New CommentUpdateCommand class

New CommentUpdateCommand class and its inheritance hierarchy.

One of the first things you may notice about this class, is there only one entry point; the static method Execute(). This provides a very simple and obvious way to use the class. You can place a breakpoint in this method and step through the class and its hierarchy to fully understand it.

The class hierarchy is based completely on existing working code and was designed to share functionality effectively without duplicating code. Each class is abstracted to the point it needs to be, and no more, yet, the duties of each class in the hierarchy is crystal clear as if it was designed from the beginning to look like this.

Here are the classes,
The AppCommandBase class manages an SqlCommand object.
The ProcCommandBase class executes a given stored procedure.
The CommentCommandBase class shares functionality specific to the Comment table
The CommentUpdateCommand class implements functionality specific to the comment update stored procedure and hosts the static entry point method ‘Execute’.

The cost of writing Clean Code

When I started writing this, I didn’t know there were any downsides to writing clean code, but once I began this post, and started gathering evidence to prove how awesome the clean code strategy was, some evidence ruled against my initial euphoria. Here is a list of observations which could be looked upon unfavorably.

Increased LOC – This was really pronounced in a later experience (Clean Code Experience No. 2 coming soon), but I actually thought the LOC was decreased in this sample.

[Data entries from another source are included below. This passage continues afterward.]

Issue #1434, opened 2018-05-04
OData version-Header missing on Delete


wurst0815:
According the the [specification](http://docs.oasis-open.org/odata/odata/v4.0/errata03/os/complete/part1-protocol/odata-v4.0-errata03-os-part1-protocol-complete.html#_Toc453752219), an OData Service must respond with the OData Version Header.

But this Header is missing on Delete.
![image](https://user-images.githubusercontent.com/13557494/39618103-6a4f2d8a-4f82-11e8-8db1-3a8cbca48344.png)

Microsoft.AspNet.WebAPI.ODATA Version 5.7.0
Microsoft.Data.Odata Version 5.8.3

xuzhg:
@wurst0815 the link you provided for the spec is targeting to the OData spec v4. However, the libraries you're using are targeting to OData spec v3. Would you please take a look?  Besides, we are working on the OData spec v4 and its .NET implementation, meanwhile the spec V3 and its implementations are in maintenance status.

wurst0815:
Hi,
you are right, the used libraries are 
Microsoft.AspNet.OData  v6.1.0
Microsoft.OData.Core 7.4.4

The issue seems to affect all actions that respond with an 'No Content' payload, not only DELETE actions.

PR #1509, opened 2018-06-28
issue #1434: add the OData-Version into the No-Content response

xuzhg:
### Issues

* https://github.com/OData/WebApi/issues/1434

### Description

* Add the `OData-Version` into No-Content response.

- [x] *Test cases added*

### Additional work necessary

### DIFF
--- a/src/Microsoft.AspNetCore.OData/Results/ResultHelpers.cs
+++ b/src/Microsoft.AspNetCore.OData/Results/ResultHelpers.cs
@@ -7,7 +7,9 @@ using Microsoft.AspNet.OData.Common;
 using Microsoft.AspNet.OData.Extensions;
 using Microsoft.AspNet.OData.Formatter;
 using Microsoft.AspNet.OData.Formatter.Serialization;
+using Microsoft.AspNet.OData.Routing;
 using Microsoft.AspNetCore.Http;
+using Microsoft.OData;
 using Microsoft.OData.Edm;
 using ODataPath = Microsoft.AspNet.OData.Routing.ODataPath;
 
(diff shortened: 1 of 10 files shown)


src/Microsoft.AspNetCore.OData/Results/ResultHelpers.cs
```diff
@@ -59,5 +60,18 @@ public static void AddEntityId(HttpResponse response, Func<Uri> entityId)
                 response.Headers.Add(EntityIdHeaderName, entityId().ToString());
             }
         }
+
+        public static void AddServiceVersion(HttpResponse response, Func<string> version)
```
biaol-odata: Rename to "AddServiceVersionForNoContentResponse" to indicate that it only handle the case of NoContent response code.

test/E2ETest/Microsoft.Test.E2E.AspNet.OData/ComplexTypeInheritance/ComplexTypeInheritanceTests.cs
```diff
@@ -112,6 +112,8 @@ protected override void UpdateConfiguration(WebRouteConfiguration configuration)
                 response.StatusCode,
                 requestUri,
                 contentOfString));
+
+            Assert.Equal("4.0", response.Headers.GetValues("OData-Version").Single());
```
biaol-odata: This is a POST request with response code 201, so it is not related to the case of 204 here, right?

src/Microsoft.AspNetCore.OData/Results/ResultHelpers.cs
xuzhg: Thanks. That's same syntax of the above method “AddEntityId". 
Besides, that's a public method in an internal class. It's not mandatory to add "comments" in an internal class.

test/E2ETest/Microsoft.Test.E2E.AspNet.OData/ComplexTypeInheritance/ComplexTypeInheritanceTests.cs
xuzhg: Thanks. That's not added from my change. That's added in the OData Formatter, for example in Core version, it's added from "https://github.com/OData/WebApi/blob/master/src/Microsoft.AspNetCore.OData/Formatter/ODataOutputFormatter.cs#L183"

I added this code to verify the header.

xuzhg:
All tests passed. @mikepizzo @AlanWong-MS @biaol-odata

Issue #1518, opened 2018-07-05
Microsoft.AspNet.OData 7.0.0 Has Undeclared NuGet Dependencies


commonsensesoftware:
Version 7.0.0 of the **Microsoft.AspNet.OData** package has undeclared NuGet dependencies. The offending dependency is at least **Newtonsoft.Json**, but there may be others.

For reasons that are unclear, the [source project](../blob/master/src/Microsoft.AspNet.OData/Microsoft.AspNet.OData.csproj#L40) references **Newtonsoft.Json 10.0.0**, but this reference is not declared in the [\*.nuspec](../blob/master/src/Microsoft.AspNet.OData/Microsoft.AspNet.OData.Release.nuspec
).

### Assemblies affected

Microsoft.AspNet.OData 7.0.0

### Reproduce steps

```powershell
Install-Package Microsoft.AspNet.OData -Version 7.0.0
```

### Expected result

Successful compilation without warnings.

### Actual result

**MSB3277** - _Found conflicts between different versions of "Newtonsoft.Json" that could not be resolved._

### Additional detail

**Newtonsoft.Json** is a transitive dependency. It's unclear if the latest OData package actually requires a newer version of the package. If it doesn't, then the project should reference **6.0.4**, which is the lowest version required by the lowest, supported version of ASP.NET Web API. If a higher version is required, then it needs to be explicitly defined in the \*.nuspec file.

I would also **strongly** recommend converting the source project to the new _SDK_ format just like the **Microsoft.AspNetCore.OData** project. This will avoid this type of issue in the future.

xuzhg:
@commonsensesoftware I filed a PR to downgrade the reference version. See #1519.

commonsensesoftware:
Great! Thanks for the quick turnaround. Pending the test run, the changes looks good to me.

xuzhg:
Merged. Thanks.

PR #1519, opened 2018-07-05
downgrade the newtonsoft.json version to 6.0.4 for classic

xuzhg:
### Issues

*This pull request fixes issue https://github.com/OData/WebApi/issues/1518.*

### Description

Microsoft.AspNet.OData has a reference to Microsoft.AspNet.WebApi.Client package, which has a reference to newtonsoft.json as version >= 6.0.4

image

However, Microsoft.AspNet.OData itself has a reference to newtonsoft.json as version = 10.0.3.

So, there is a conflict. We should downgrade the reference to 6.0.4.

- [ ] *Test cases added*

### Additional work necessary

### DIFF
--- a/samples/AspNetODataSample.Web/Web.config
+++ b/samples/AspNetODataSample.Web/Web.config
@@ -44,10 +44,6 @@
         <bindingRedirect oldVersion="1.0.0.0-3.0.0.0" newVersion="3.0.0.0" />
       </dependentAssembly>
       <dependentAssembly>
-        <assemblyIdentity name="Newtonsoft.Json" publicKeyToken="30ad4fe6b2a6aeed" culture="neutral" />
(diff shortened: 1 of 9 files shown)


robertmclaws:
Out of curiosity, what was the reason for downgrading this library vs upgrading Microsoft.AspNet.WebApi.Client? Version 10 is *significantly* faster than 6, and adding a specific reference to version 10 in either project should not break anything. The problem was that the code was built with 10, but the 10 reference was not in the NuSpec file. Adding the 10 reference to the NuSpec file should have fixed it.

xuzhg:
@robertmclaws We should make the package working at customer side who are still using the lower version of Microsoft.AspNet.WebApi.Client.  Besides, It's easy to update the reference at customer side without any conflict error/warning message.

PR #1527, opened 2018-07-09
Add UseOData() extension methods for IApplicationBuilder

xuzhg:
### Issues

* Add UseOData() extension methods for IApplicationBuilder. (Only for ASP.NET Core)

### Description

* 
We have `AddOData()` to add the service, but it shows that we should call `UseMvc(..)` and set up an action to register the OData route. This PR to combine it into an extension method `UseOData()` for IApplicationBuilder.

- [x] *Test cases added*

### Additional work necessary

### DIFF
--- a/src/Microsoft.AspNetCore.OData/Extensions/ODataApplicationBuilderExtensions.cs
+++ b/src/Microsoft.AspNetCore.OData/Extensions/ODataApplicationBuilderExtensions.cs
@@ -4,6 +4,7 @@
 using Microsoft.AspNet.OData.Batch;
 using Microsoft.AspNet.OData.Common;
 using Microsoft.AspNetCore.Builder;
+using Microsoft.OData.Edm;
 
 namespace Microsoft.AspNet.OData.Extensions
 {
@@ -12,8 +13,20 @@ namespace Microsoft.AspNet.OData.Extensions
     /// </summary>
     public static class ODataApplicationBuilderExtensions
     {
+        private static readonly int MaxTop = 100;
+
         /// <summary>
-        /// USe OData batching middleware.
+        /// The default OData route name.
+        /// </summary>
+        public readonly static string DefaultRouteName = "odata";
+
+        /// <summary>
+        /// The default OData route prefix.
+        /// </summary>
+        public readonly static string DefaultRoutePrefix = "odata";
+
+        /// <summary>
+        /// Use OData batching middleware.
         /// </summary>
         /// <param name="app">The <see cref="IApplicationBuilder "/> to use.</param>
         /// <returns>The <see cref="IApplicationBuilder "/>.</returns>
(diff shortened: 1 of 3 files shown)


src/Microsoft.AspNetCore.OData/Extensions/ODataApplicationBuilderExtensions.cs
```diff
@@ -26,5 +37,50 @@ public static IApplicationBuilder UseODataBatching(this IApplicationBuilder app)
...
+                b.MapODataServiceRoute(routeName, routePrerix, model);
+            });
+        }
+
+        private static void VerifyODataIsRegistered(IApplicationBuilder app)
+        {
+            // We use the IPerRouteContainer to verify if AddOData() was called before calling UseOData
+            if (app.ApplicationServices.GetService(typeof(IPerRouteContainer)) == null)
+            {
+                throw Error.InvalidOperation(SRResources.MissingODataServices, "OData services");
```
biaol-odata: change to "nameof(IPerRouteContainer)"?

xuzhg: As the comment (line 79) saying, I use "IPerRouteContainer" to test the OData services, not only the IPerRouteContainer. So, I input the "OData Services".

biaol-odata: I understand that the code is using IPerRouteCotnainer to check whether OData Services has been setup properly. But the usage of "OData Services" string is duplicated to what is already contained in MissingOdataServices, which already says 
```
"Cannot find '{0}'. OData services have not been configured. Are you missing a call to AddOData()?"
```

xuzhg:
@mikepizzo @AlanWong-MS @biaol-odata is there any other comments from your side?

src/Microsoft.AspNetCore.OData/Extensions/ODataApplicationBuilderExtensions.cs
```diff
@@ -26,5 +37,50 @@ public static IApplicationBuilder UseODataBatching(this IApplicationBuilder app)
...
+            if (app == null)
+            {
+                throw Error.ArgumentNull("app");
+            }
+
+            VerifyODataIsRegistered(app);
+
+            return app.UseMvc(b =>
+            {
+                b.Select().Expand().Filter().OrderBy().MaxTop(100).Count();
```
AlanWong-MS: nit: is there a default top variable used somewhere instead of hardcoding 100?

src/Microsoft.AspNetCore.OData/Extensions/ODataApplicationBuilderExtensions.cs
AlanWong-MS: +1, if we can use SRResources.MissingODataServices, that would be great

test/UnitTest/Microsoft.AspNetCore.OData.Test/Extensions/ODataApplicationBuilderExtensionsTest.cs
```diff
@@ -0,0 +1,46 @@
...
+            // Arrange
+            var applicationBuilderMock = new Mock<IApplicationBuilder>();
+            applicationBuilderMock.Setup(s => s.ApplicationServices).Returns(Mock.Of<IServiceProvider>());
+            var edmModel = new Mock<IEdmModel>().Object;
+
+            // Act & Assert
+            var exception = Assert.Throws<InvalidOperationException>(() => applicationBuilderMock.Object.UseOData(edmModel));
+
+            Assert.Equal("Cannot find 'OData services'. The OData services have not been configured. Are you missing a call to AddOData()?",
+                exception.Message);
```
AlanWong-MS: Can we use SRResources.MissingODataServices here?

src/Microsoft.AspNetCore.OData/Extensions/ODataApplicationBuilderExtensions.cs
xuzhg: #Changed.

test/UnitTest/Microsoft.AspNetCore.OData.Test/Extensions/ODataApplicationBuilderExtensionsTest.cs
xuzhg: Changed.

src/Microsoft.AspNetCore.OData/Extensions/ODataApplicationBuilderExtensions.cs
xuzhg: It seems no.

src/Microsoft.AspNetCore.OData/Extensions/ODataApplicationBuilderExtensions.cs
```diff
@@ -12,8 +13,20 @@ namespace Microsoft.AspNet.OData.Extensions
     /// </summary>
     public static class ODataApplicationBuilderExtensions
     {
+        private static readonly int MaxTop = 100;
```
AlanWong-MS: Is there a variable that is shared with Microsoft.AspNet side? Should it be in the Shared project?

xuzhg: It looks no. Thx

Issue #1523, opened 2018-07-09
PageSize on EnableQuery attr does not respect EnableConstantParameterization


adzhiljano:
**First of all, great lib ! : )**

At least once you take into account the reusable base classes … but it wasn’t. While I haven’t done an in depth analysis of the LOC, it appears that the code specific to the comments, before taking into account any abstract base classes, has a similar LOC count as the Dirty.Dal class. Now much of this is from structure code, like method declarations, but it was still disappointing.

Increased structural complexity – I suppose this should have been obvious, but it didn’t occur to me until writing this blog post, the complexity didn’t really disappear; it’s just been moved from the code to the polymorphic structure. However, having said that, I suspect, maintaining Clean Code with a vigorous polymorphic structure would be lower cost than a traditional code base.

Method call overhead
– With all the classes, properties, and methods, it has occurred to me, that method call overhead may have a performance trade off. I asked Uncle Bob about this on Twitter, and his reply was “Method call overhead is significant in deep inner loops. Elsewhere it is meaningless. Always measure before you optimize.”. Pretty good advice I think.

But even after realizing the trade offs, Clean Code is still, clearly, the way to go.

In Summary

The Clean Code book has changed my outlook on how I write, and I think everyone should be exposed to this material. I’ve already re-gifted my Clean Code book, and the drive to write this blog post comes from a burning desire to share this information with my new colleagues.

I would love to hear your input on this blog post, my sample code, and the whole Clean Code movement. Please comment below.

Reminder
Don’t forget to read Uncle Bob’s review at on his new blog Clean Coder.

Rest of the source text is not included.